ABOUT THIS TASK:
Lines from the one containing "(diff shortened: 1 of 3 files shown)" to the end of the entries below must be reproduced exactly, with both end lines kept and no other line added.

··· RECORD EXTRACTS ···

PR #199, opened 2020-11-16
Implement rich comparison for BFSSuccessors

mtreinish:
This commit implements the rich comparison method of the python object
protocol for the BFSSuccessors class. This enables doing an equals and
not equals comparison between a BFSSuccessors object and any other
python sequence. If will compare all the elements of the 2 and return
appropriate result. Previously this was not implemented so you would
have to cast a BFSSuccessors object as a list first to compare it which
would iterate over the object. Implementing the method avoids the need
to do this.

### DIFF
--- a/src/iterators.rs
+++ b/src/iterators.rs
@@ -12,9 +12,10 @@
 
 use std::convert::TryInto;
 
-use pyo3::class::PySequenceProtocol;
-use pyo3::exceptions::PyIndexError;
+use pyo3::class::{PyObjectProtocol, PySequenceProtocol};
+use pyo3::exceptions::{PyIndexError, PyNotImplementedError};
 use pyo3::prelude::*;
+use pyo3::types::PySequence;
 
 /// A custom class for the return from :func:`retworkx.bfs_successors`
 ///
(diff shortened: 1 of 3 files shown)


src/iterators.rs
```diff
@@ -44,6 +45,52 @@ pub struct BFSSuccessors {
...
+                    other_raw.extract()?;
+                if self.bfs_successors[i].0.as_ref(py).compare(other_value.0)?
+                    != std::cmp::Ordering::Equal
+                {
+                    return Ok(false);
+                }
+                for (index, obj) in self.bfs_successors[i].1.iter().enumerate()
+                {
+                    if obj.as_ref(py).compare(&other_value.1[index])?
+                        != std::cmp::Ordering::Equal
```
lcapelluto, line 73: this is funny `if this is not equal to equal` (in a brain teasing way; I think it's good)

lcapelluto (approved):

src/iterators.rs
mtreinish: Yeah, the api around comparisons is weird. It's because they're trying to map the python c api to rust's ordering https://docs.rs/pyo3/0.12.3/pyo3/struct.PyAny.html#method.compare it's unfortunately the easiest way to do 'a == b' for python objects. it would be nice if pyo3 had a `eq` method or something to do this and return a bool

lcapelluto: yeah, a bit roundabout.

···

EXERCISE RESULT:
(diff shortened: 1 of 3 files shown)


src/iterators.rs
```diff
@@ -44,6 +45,52 @@ pub struct BFSSuccessors {
...
+                    other_raw.extract()?;
+                if self.bfs_successors[i].0.as_ref(py).compare(other_value.0)?
+                    != std::cmp::Ordering::Equal
+                {
+                    return Ok(false);
+                }
+                for (index, obj) in self.bfs_successors[i].1.iter().enumerate()
+                {
+                    if obj.as_ref(py).compare(&other_value.1[index])?
+                        != std::cmp::Ordering::Equal
```
lcapelluto, line 73: this is funny `if this is not equal to equal` (in a brain teasing way; I think it's good)

lcapelluto (approved):

src/iterators.rs
mtreinish: Yeah, the api around comparisons is weird. It's because they're trying to map the python c api to rust's ordering https://docs.rs/pyo3/0.12.3/pyo3/struct.PyAny.html#method.compare it's unfortunately the easiest way to do 'a == b' for python objects. it would be nice if pyo3 had a `eq` method or something to do this and return a bool

lcapelluto: yeah, a bit roundabout.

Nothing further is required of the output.